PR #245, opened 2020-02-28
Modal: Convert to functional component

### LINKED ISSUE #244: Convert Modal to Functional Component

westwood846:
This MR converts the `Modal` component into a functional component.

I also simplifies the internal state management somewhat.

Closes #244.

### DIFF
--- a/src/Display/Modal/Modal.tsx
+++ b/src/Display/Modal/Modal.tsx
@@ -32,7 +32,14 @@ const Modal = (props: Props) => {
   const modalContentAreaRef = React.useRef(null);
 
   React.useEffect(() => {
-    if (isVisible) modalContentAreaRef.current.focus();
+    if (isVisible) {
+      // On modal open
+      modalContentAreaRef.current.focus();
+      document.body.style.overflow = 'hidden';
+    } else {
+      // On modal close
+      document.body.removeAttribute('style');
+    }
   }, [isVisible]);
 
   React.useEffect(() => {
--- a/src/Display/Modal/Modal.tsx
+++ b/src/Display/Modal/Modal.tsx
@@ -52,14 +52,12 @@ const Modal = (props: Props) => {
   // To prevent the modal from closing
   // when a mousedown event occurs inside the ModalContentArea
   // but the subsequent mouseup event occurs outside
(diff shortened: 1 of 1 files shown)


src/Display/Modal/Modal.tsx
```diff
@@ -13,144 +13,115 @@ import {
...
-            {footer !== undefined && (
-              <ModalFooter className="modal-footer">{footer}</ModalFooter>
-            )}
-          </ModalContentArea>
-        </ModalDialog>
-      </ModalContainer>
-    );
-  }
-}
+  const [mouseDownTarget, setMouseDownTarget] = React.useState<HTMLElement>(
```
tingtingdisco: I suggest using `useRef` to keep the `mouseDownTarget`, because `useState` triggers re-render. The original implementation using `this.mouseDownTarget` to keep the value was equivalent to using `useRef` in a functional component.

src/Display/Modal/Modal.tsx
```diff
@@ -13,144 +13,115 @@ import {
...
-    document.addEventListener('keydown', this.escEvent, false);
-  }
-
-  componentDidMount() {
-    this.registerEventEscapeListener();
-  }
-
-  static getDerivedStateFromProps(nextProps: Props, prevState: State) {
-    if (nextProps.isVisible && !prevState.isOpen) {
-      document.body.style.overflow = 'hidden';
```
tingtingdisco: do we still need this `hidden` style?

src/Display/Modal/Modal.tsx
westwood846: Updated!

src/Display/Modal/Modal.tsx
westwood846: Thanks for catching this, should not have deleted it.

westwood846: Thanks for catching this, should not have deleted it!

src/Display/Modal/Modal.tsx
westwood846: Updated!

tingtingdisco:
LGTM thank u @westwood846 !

==================================================

- [Exercise description] All lines in the data that contain the word "nextProps" should be copied.

- [Reply]
-  static getDerivedStateFromProps(nextProps: Props, prevState: State) {
-    if (nextProps.isVisible && !prevState.isOpen) {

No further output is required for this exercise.